Issue #581, opened 2022-07-15
control the search field


KB-AWARE:
Hi,

I want to know if it is possible to control the search field or have a onInputChange callback?

Thanks.

gandhis1:
So I handled this by passing a custom `searchPredicate` that saves the search term in a `ref`. It's wasteful because that predicate runs on every node, but it at least works.

The part that I do not believe there is an API for is controlling the search field. I previously requested a way to provide an initial input for the search field, and a built-in way to view the current search term, and was told that would be an enhancement.

KB-AWARE:
Hi,

Thanks for you reply.
Finally I used the same trick as you but it is not ideal as the search term return nothing if there is no more items in the filtered options.

The other thing is that it is mandatory that you put options to have a a non null searchTerm. It is annoying as I wanted to fetch the options async.

gandhis1:
Yeah, I have also noticed this doesn't work if `clearSearchOnChange` is selected.

gandhis1:
I have a PR for this, keep open

Issue #576, opened 2022-06-29
Single click to clear search field


bmm-brobbins:
**Is your feature request related to a problem? Please describe.**
After searching, must manually clear search field, via e.g. highlight+delete or backspacing.

**Describe the solution you'd like**
Proposal for an 'x' to appear at right of search field to enable single-click clearing of search contents.

**Describe alternatives you've considered**
Haven't found a solution here or the usual forums.

**Additional context**
Any pointers or code to accomplish this feature in the interim using lib's existing capabilities and/or an HOC would be great.
I'm using inlineSearchInput, btw.  
P.s. Great lib, thank you for publishing it.

mrchief:
@bmm-brobbins I think it's a fair use case but implementing it is bit more than trivial. Apart from the likely UX confusion that extra `x` may create on smaller viewports, we also need to figure out accessibility aspect of it - that includes keyboard nav, tab focus order etc. 

There is something you can do though to mimic the functionality:
 - create your own wrapper control that puts the `x` in the input box (use CSS to position it)
 - on click of this button, you programmatically reset the data (in effect wiping out all selections)

PR #589, opened 2022-08-06
feat: Add new props for search and keyboard navigation

gandhis1:
## What does it do?

- The new prop `searchTerm` can be used to set the initial search term or fully control the search semantics for a higher-order component.
- The new prop `onSearchChange` allows specification of a callback for when the search term changes or the search mode is activated or deactivated.
- The new prop `disableKeyboardNavigation` allows disabling all actions associated with a key down event in the search input box. This is important if you need an input box to behave normally. For instance, when I press SHIFT+HOME, it should select the entire line, so I can press BACKSPACE to clear it.

## Fixes # (issue)

Fixes https://github.com/dowjones/react-dropdown-tree-select/issues/581
Requested https://github.com/dowjones/react-dropdown-tree-select/discussions/463
Fixes https://github.com/dowjones/react-dropdown-tree-select/issues/576

## Type of change

# Checklist:

- [X] Updated documentation (if applicable)


src/index.js
```diff
@@ -50,18 +53,21 @@ class DropdownTreeSelect extends Component {
...
     disablePoppingOnBackspace: PropTypes.bool,
+    disableKeyboardNavigation: PropTypes.bool,
   }
 
   static defaultProps = {
     onAction: () => {},
     onFocus: () => {},
     onBlur: () => {},
     onChange: () => {},
+    onSearchChange: (_) => {},
```
gandhis1, line 64: There is an incompatibility between the `prettier` pre-commit hook and the `codeclimate` checks on GitHub with regard to this line. One tool insists on parentheses being present, the other insists it it on being absent. Is there any way we can use the same linter on both so that one tool does not conflict with the other like this?

mrchief: Hmm, not sure. Will have to check with CC docs to see if they support a lint rc.

mrchief: We can ignore the warning manually in CC dashboard as a last resort

gandhis1:
Bump

types/react-dropdown-tree-select.d.ts
```diff
@@ -103,6 +110,8 @@ declare module 'react-dropdown-tree-select' {
      * search bar, the tree will not deselect nodes.
      */
     disablePoppingOnBackspace?: boolean
+    /** dsiableKeyboardNavigation will disable keyboard navigation of the tree */
+    dsiableKeyboardNavigation?: boolean
```
mrchief, line 114:
```suggestion
    /** disableKeyboardNavigation will disable keyboard navigation of the tree */
    disableKeyboardNavigation?: boolean
```

src/index.js
```diff
@@ -41,7 +42,9 @@ class DropdownTreeSelect extends Component {
     onNodeToggle: PropTypes.func,
     onFocus: PropTypes.func,
     onBlur: PropTypes.func,
+    onSearchChange: PropTypes.func,
     mode: PropTypes.oneOf(['multiSelect', 'simpleSelect', 'radioSelect', 'hierarchical']),
+    pageSize: PropTypes.number,
```
mrchief, line 47: @gandhis1 I did think about it during the infinite scroll implementation but ultimately decided against it. Reasons being
 - an arbitrary pageSize doesn't help with the overall intent of optimization - e.g, setting a lower number is actually counter productive and setting a higher number will slow down the rendering. This gets exacerbated if you have multiple dropdowns on the page. Furthermore, unless you've a really big screen, you can't see more than 100 anyway so why hold it in DOM?

src/index.js
```diff
@@ -50,18 +53,21 @@ class DropdownTreeSelect extends Component {
     inlineSearchInput: PropTypes.bool,
     tabIndex: PropTypes.number,
     disablePoppingOnBackspace: PropTypes.bool,
+    disableKeyboardNavigation: PropTypes.bool,
```
mrchief, line 56: What's the use case for this? At a glance it seems like an a11y blocker but people don't have to use the keyboard if they don't want to so curios as to why this is needed.

gandhis1: From my PR description above:

> The new prop disableKeyboardNavigation allows disabling all actions associated with a key down event in the search input box. This is important if you need an input box to behave normally. For instance, when I press SHIFT+HOME, it should select the entire line, so I can press BACKSPACE to clear it.

I can't use arrow keys either on the search box right now.

mrchief: > an input box to behave normally

I hear you but it's not really a regular input box - hence the special treatment. 

> when I press SHIFT+HOME, it should select the entire line, so I can press BACKSPACE to clear it.

Can this handled by adding additional functionality to the keyboard navigation logic? So that we don't have to choose between having it or not at all?

charleslee94:
Hello! Curious on the status of this pr, this change would help out my use case of not clearing the search term on selection.

Thanks!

####

What the task requires: Print each line, exactly as written, from the one that contains "mrchief, line 47: @gandhis1" to the end of the data above, with both end lines included and nothing else.

Output:
mrchief, line 47: @gandhis1 I did think about it during the infinite scroll implementation but ultimately decided against it. Reasons being
 - an arbitrary pageSize doesn't help with the overall intent of optimization - e.g, setting a lower number is actually counter productive and setting a higher number will slow down the rendering. This gets exacerbated if you have multiple dropdowns on the page. Furthermore, unless you've a really big screen, you can't see more than 100 anyway so why hold it in DOM?

src/index.js
```diff
@@ -50,18 +53,21 @@ class DropdownTreeSelect extends Component {
     inlineSearchInput: PropTypes.bool,
     tabIndex: PropTypes.number,
     disablePoppingOnBackspace: PropTypes.bool,
+    disableKeyboardNavigation: PropTypes.bool,
```
mrchief, line 56: What's the use case for this? At a glance it seems like an a11y blocker but people don't have to use the keyboard if they don't want to so curios as to why this is needed.

gandhis1: From my PR description above:

> The new prop disableKeyboardNavigation allows disabling all actions associated with a key down event in the search input box. This is important if you need an input box to behave normally. For instance, when I press SHIFT+HOME, it should select the entire line, so I can press BACKSPACE to clear it.

I can't use arrow keys either on the search box right now.

mrchief: > an input box to behave normally

I hear you but it's not really a regular input box - hence the special treatment. 

> when I press SHIFT+HOME, it should select the entire line, so I can press BACKSPACE to clear it.

Can this handled by adding additional functionality to the keyboard navigation logic? So that we don't have to choose between having it or not at all?

charleslee94:
Hello! Curious on the status of this pr, this change would help out my use case of not clearing the search term on selection.

Thanks!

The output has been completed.